Linked to that idea of being “a project baby” is that of being self-made. Yo Gotti has turned referring to his self-made status (“from the dirt,” “out the mud”) into an art in and of itself. He raps: “Young multi-millionaire from the dirt.”

In the song he chides a woman (not the term he uses) for wanting a Birkin bag. The famously expensive purses cost what Yo Gotti calls “a brick.” He mocks the idea. “…say she want a Birkin/know your worth/…that’s a couple bricks for a purse/bright idea…but that ain’t what you worth.”

Later, he reminds listeners that “you are not a wave/you a surf.” All of these lines and others tell audiences that they are more than they think they are, and it is surprising to hear even an arguable ode to self-esteem from an artist who declared his song “Rake It Up” a “strip club anthem.”

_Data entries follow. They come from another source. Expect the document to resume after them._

PR #24640, opened 2019-11-04
Remove all_files options for clang-format check

### LINKED ISSUE #24638: The "all files" option for test-tidy + clang-format doesn't make sense
It was supposed to be an optimisation. That was a bit naive. If `all_files` is false, it checks only files that have not been commited. Which doesn't make sense, we usually commit our changes before running `mach test-tidy`. We should just remove that option as we don't test many files any way.

paulrouget:
fix #24638


jdm:
@bors-servo retry
* #23290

But the message isn’t just for women. He cautions men against spending all of their money on women because poor men can get the same result. Yo Gotti declares that he would not be the type of man to do such and the repetition causes a humorous effect. “Who me? Me, me, me?” the rapper asks.

“Worth” as used in this song isn’t just about money, but also dignity. He reminds women not to put things online about themselves and a man who will not claim their relationship in public. While this is a simple idea, it is contemporary and makes Yo Gotti sound like someone aware of what is going on socially. Which feels right. Hip-hop as social commentary has a long history. Yo Gotti is going about it in style.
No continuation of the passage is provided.